You guys suck, it has been in the mid to high 30's for the last week and the forcast is high 30's for the next week and 41 on friday


----------



## bmh1202 (Sep 29, 2001)

What part of town are you in? I'm in Loyalsock and we only got about 6" out of that storm.


----------



## fireboy5722 (Feb 26, 2008)

Barbours, we did not get the wind you guys did.


----------



## wrtenterprises (Mar 10, 2001)

4.2" here in State College in regard to the 2-26 storm. Great Winter so far. Numerous 2"-5" events. Only (3) events over 8" this season. Love the small stuff, great profit margin..... 

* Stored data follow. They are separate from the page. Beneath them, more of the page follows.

PR #308, opened 2021-12-01
Change MeasurementIDDXE to EV_EFI_PLATFORM_FIRMWARE_BLOB2

trynity:
On AMD Platforms, this particular measurement can be EV_EFI_PLATFORM_FIRMWARE_BLOB2
with the newer TCG 1.5 spec.

Ideally, we should be able to tell which version of the TCG spec is being
used for the firmware, but this can be done right now in order to
unblock.

### DIFF
--- a/pkg/pcr/measurement_id.go
+++ b/pkg/pcr/measurement_id.go
@@ -263,46 +263,48 @@ func (id MeasurementID) PCRIDs() []ID {
 	return nil
 }
 
-// EventLogEventType returns value of "Type" field of the EventLog entry
+// EventLogEventTypes returns multiple potential values of "Type" field of the EventLog entry
 // associated with the measurement.
-func (id MeasurementID) EventLogEventType() *tpmeventlog.EventType {
+func (id MeasurementID) EventLogEventTypes() []*tpmeventlog.EventType {
+	var eventTypes []*tpmeventlog.EventType
 	switch id {
 	case MeasurementIDInit:
-		return eventTypePtr(tpmeventlog.EV_NO_ACTION)
+		eventTypes = append(eventTypes, eventTypePtr(tpmeventlog.EV_NO_ACTION))
 	case MeasurementIDPCR0DATA:
-		return eventTypePtr(tpmeventlog.EV_S_CRTM_CONTENTS)
+		eventTypes = append(eventTypes, eventTypePtr(tpmeventlog.EV_S_CRTM_CONTENTS))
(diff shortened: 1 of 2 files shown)


trynity:
Going to add the ability to have multiple event types for the same measurement per @rihter007's feedback

xaionaro:
@rihter007, @trynity  : Just a thought: May be we should use different MeasurementID for this case?

rihter007:
> @rihter007, @trynity : Just a thought: May be we should use different MeasurementID for this case?

I remembered we had a discussion about it back in August. The reason behind supporting both of them is that both values fit the docs as @trynity mentioned.
So, as we desire to support generic behaviour, we should make this measurementID be aligned with both options

trynity:
@xaionaro @rihter007 Adjusted the approach now to allow multiple event types for a measurement, let me know if it should be further refined, I'm not quite sure how to do it in a more intelligent way (Such as detect the TCG spec version somehow)

pkg/pcr/measurement_id.go
```diff
@@ -322,16 +324,17 @@ func TPMEventTypeToMeasurementIDs(pcrID ID, tpmEventType tpmeventlog.EventType)
...
 		}
 
-		eventType := measurementID.EventLogEventType()
-		if eventType == nil {
-			continue
-		}
+		eventTypes := measurementID.EventLogEventTypes()
 
-		if *eventType != tpmEventType {
+		if len(eventTypes) == 0 {
```
rihter007, line 329: Nit, I would remove this check

pkg/pcr/measurement_id.go
```diff
@@ -263,46 +263,48 @@ func (id MeasurementID) PCRIDs() []ID {
 	return nil
 }
 
-// EventLogEventType returns value of "Type" field of the EventLog entry
+// EventLogEventTypes returns multiple potential values of "Type" field of the EventLog entry
 // associated with the measurement.
-func (id MeasurementID) EventLogEventType() *tpmeventlog.EventType {
+func (id MeasurementID) EventLogEventTypes() []*tpmeventlog.EventType {
```
rihter007, line 268: Nit: I would make return type: "[]tpmeventlog.EventType"

rihter007 (approved):
Just a couple of optional nits
GTG!

zaolin (approved):

trynity:
Will address the nits in a follow-up PR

Another Winter like this, and maybe I can afford to buy pair of Joe Pa's old glasses...


----------



## fireboy5722 (Feb 26, 2008)

I was just in State College on friday for a concert. We have not gotton many snow falls here, but when we do we get 3 inches or more, which is good for me because i only plow 3 or more. The only reason for this is most are gravel drives and less then 3 your are just moving gravel.


----------



## wrtenterprises (Mar 10, 2001)

You guys in Willamsport missed allot of the small storms this season according to my cousin. We had (6) events this month of over 2". I have been out 13 times this season and I only do residential......


----------



## J&R Landscaping (Dec 25, 2005)

Nice pictures!!


----------



## fireboy5722 (Feb 26, 2008)

thanks, ill tell my girl friend she took them.


----------